Who's in It: Ken Takakura, Kiichi Nakai, Shinobu Terajima, Jiang Wen
The Basics: A Japanese father tries to reconcile with his estranged son by completing a task the son failed to do before falling ill. Dad goes to rural China to find an opera singer, hoping to get the singer on videotape singing a song called "Riding Alone for Thousands of Miles." But, see, that's also what the father's doing, too. Get it?
What's the Deal? When I see big Hollywood movies by millionaire filmmakers extolling the virtues of family and the simple life, I want to claw out my own eyes. Why, then, do I kind of give a pass to Zhang Yimou? It's not as though he hasn't made big-bank movies, like, say, Hero and House of Flying Daggers. And he keeps going back to rural China to remind everyone or maybe he's trying to remind himself that family and collective farming are what's really important. In any case, his condescension feels less condescending than the stuff we grow here in the USA.

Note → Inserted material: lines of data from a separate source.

Issue #2363, opened 2020-02-21
cloneElement type should include VNode?


Linksku:
Should the first argument and the return value of cloneElement be VNode and not Element? It's Element in the Typescript definition.

ddayguerrero:
👋 I'm interested in looking into this. From what I can investigate, the issue here is a typing one.

```typescript
function cloneElement(
  vnode: JSX.Element,
  props?: any,
  ...children: ComponentChildren[]
): JSX.Element;
```

where `vnode` should return a `VNode`?

As of now, everything seems to work https://codesandbox.io/s/cloneelement-issue-o0x31. If anyone can confirm that would be nice!

JoviDeCroock:
Hey!

Yes, we should be returning VNode and here's why:

- In `cloneElement` we call `createVNode` https://github.com/preactjs/preact/blob/master/src/clone-element.js#L14 
- In `createVNode` we make a `VNode` structure https://github.com/preactjs/preact/blob/master/src/create-element.js#L59
- We use `createVNode` for `createElement` (our jsx constructor) and this is the return type for that last method: https://github.com/preactjs/preact/blob/master/src/index.d.ts#L176

PR #2388, opened 2020-03-03
Update cloneElement typings

ddayguerrero:
Resolves https://github.com/preactjs/preact/issues/2363

Updating `cloneElement` type definitions for the `vnode` param and its returned value.

## What approach did I use?
Mostly following Preact's [contribution guidelines](https://github.com/preactjs/preact/blob/master/CONTRIBUTING.md):

- Updated the function's JSDoc block
- Added a test
- Ran `test:ts` and `karma:test:watch` to make sure tests still pass

### DIFF
--- a/src/index.d.ts
+++ b/src/index.d.ts
@@ -17,7 +17,7 @@ declare namespace preact {
 		/**
 		 * ref is not guaranteed by React.ReactElement, for compatiblity reasons
 		 * with popular react libs we define it as optional too
-		*/
+		 */
 		ref?: Ref<any> | null;
 		/**
 		 * The time this `vnode` started rendering. Will only be set when
@@ -176,15 +176,15 @@ declare namespace preact {
 	function createElement(
 		type: string,
 		props:
-			| JSXInternal.HTMLAttributes &
+			| (JSXInternal.HTMLAttributes &
 					JSXInternal.SVGAttributes &
-					Record<string, any>
+					Record<string, any>)
 			| null,
 		...children: ComponentChildren[]
 	): VNode<any>;
 	function createElement<P>(
 		type: ComponentType<P>,
-		props: Attributes & P | null,
+		props: (Attributes & P) | null,
 		...children: ComponentChildren[]
 	): VNode<any>;
 	namespace createElement {
@@ -194,15 +194,15 @@ declare namespace preact {
 	function h(
 		type: string,
 		props:
-			| JSXInternal.HTMLAttributes &
+			| (JSXInternal.HTMLAttributes &
 					JSXInternal.SVGAttributes &
-					Record<string, any>
+					Record<string, any>)
 			| null,
 		...children: ComponentChildren[]
 	): VNode<any>;
 	function h<P>(
 		type: ComponentType<P>,
-		props: Attributes & P | null,
+		props: (Attributes & P) | null,
 		...children: ComponentChildren[]
 	): VNode<any>;
 	namespace h {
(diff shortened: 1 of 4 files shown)


src/index.d.ts
```diff
@@ -223,10 +223,10 @@ declare namespace preact {
 		parent: Element | Document | ShadowRoot | DocumentFragment
 	): void;
 	function cloneElement(
```
JoviDeCroock: We could allow a generic here as we use [in createElement](https://github.com/preactjs/preact/pull/2388/files#diff-b739f95ace6bbf2f0fd5e8cf1dab97d8R185)

src/index.d.ts
```diff
@@ -17,7 +17,7 @@ declare namespace preact {
 		/**
 		 * ref is not guaranteed by React.ReactElement, for compatiblity reasons
 		 * with popular react libs we define it as optional too
-		*/
+		 */
```
JoviDeCroock: You might have some global prettier config

test/browser/cloneElement.test.js
```diff
@@ -8,7 +8,6 @@ describe('cloneElement', () => {
 		const instance = <Comp prop1={1}>hello</Comp>;
 		const clone = cloneElement(instance);
 
-		expect(clone.prototype).to.equal(instance.prototype);
```
JoviDeCroock: Why is this deleted, this should be working

test/ts/VNode-test.tsx
```diff
@@ -116,6 +117,19 @@ describe('VNode TS types', () => {
...
 		expect(types).to.deep.equal(['a', '2', 'b', 'c', 'TestComp']);
 	});
+
+	it('component should work with cloneElement', () => {
+		const comp: VNode = (
+			<SimpleComponent>
+				<div>child 1</div>
+			</SimpleComponent>
+		);
+		const clone = cloneElement(comp);
```
JoviDeCroock:
```suggestion
		const clone: VNode = cloneElement(comp);
```

I think this is good to type-check since this would throw if cloneElement would return an `Element`

src/index.d.ts
```diff
@@ -222,11 +222,11 @@ declare namespace preact {
 		vnode: ComponentChild,
 		parent: Element | Document | ShadowRoot | DocumentFragment
 	): void;
-	function cloneElement(
-		vnode: JSX.Element,
+	function cloneElement<P>(
```
JoviDeCroock: Because of the nature of this file (no ts-compiler) you'll have to specify the non-generic version as well (comparable to createElement https://github.com/preactjs/preact/pull/2388/files#diff-b739f95ace6bbf2f0fd5e8cf1dab97d8R176)

ddayguerrero: Thanks for the quick feedback! 😄

src/index.d.ts
ddayguerrero: I'm not sure what is causing this, I would have thought that no other prettier config ran from my workspace after the pre-commit's `lint-staged`.

That said, it seems to be consistent with the other comment blocks.

JoviDeCroock: All right, no worries ;D looks better either way

src/index.d.ts
ddayguerrero: Shall we consider adding a test for the generic version?

JoviDeCroock: Works for me yes! Would be awesome if you did

ddayguerrero:
Thanks! I addressed the remainder of the comments and rebased the commit history.

PR #2389, opened 2020-03-04
Add support for babel jsx/jsxs/jsxDEV

marvinhagemeister:
There is currently undergoing work to create a successor to `createElement`.

Advantages:

- `ref` is not deleted from `props`. This means no need for `forwardRef` anymore as one can just do ```const Foo = props => <div ref={props.ref} />```
- `key` is a separate argument and not part of `props` anymore. This prevents duplicated keys when spreading `props` on different nodes in the same depth.
- Better perf, because we don't have to iterate over `props` anymore.

More information:

- [RFC](https://github.com/reactjs/rfcs/blob/createlement-rfc/text/0000-create-element-changes.md) where the changes were proposed
- Work in Progress babel plugin: https://github.com/babel/babel/pull/11154

### DIFF
--- a/src/create-element.js
+++ b/src/create-element.js
@@ -54,9 +54,11 @@ export function createElement(type, props, children) {
  * diffing it against its children
  * @param {import('./internal').VNode["ref"]} ref The ref property that will
  * receive a reference to its created child
+ * @param {import('./internal').VNode["ref"]} source The ref property that will
+ * receive a reference to its created child
  * @returns {import('./internal').VNode}
  */
-export function createVNode(type, props, key, ref) {
+export function createVNode(type, props, key, ref, source, self) {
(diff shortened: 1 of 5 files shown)


src/create-element.js
```diff
@@ -82,6 +82,51 @@ export function createVNode(type, props, key, ref) {
...
+			if (props[i] === undefined) {
+				props[i] = type.defaultProps[i];
+			}
+		}
+	}
+
+	const vnode = createVNode(type, props, key, props && props.ref);
+
+	// TODO: Should this be inlined into `createVNode`?
+	if (source || self) {
```
developit: Could just check for `source` here, they're always defined as a pair.

marvinhagemeister:
Replaced by #2764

Weepiness Scale, From 1-10: 9.5. It also scores that high on the Wacky Villagers Index and the Adorable Moppet Meter.
Better, and Less Confused Movies by the Same Director About Similar People in Similar Situations: The Road Home and Not One Less. And The Road Home is off-the-charts sentimental. Have some Kleenex on hand for that one. It's also got Ziyi Zhang in it, pre-ESL classes.
The Japanese Clint Eastwood: That's Ken Takakura, say my press notes. I'm always scouring those for a quote from an actor talking about what a "blessing" working with so-and-so was.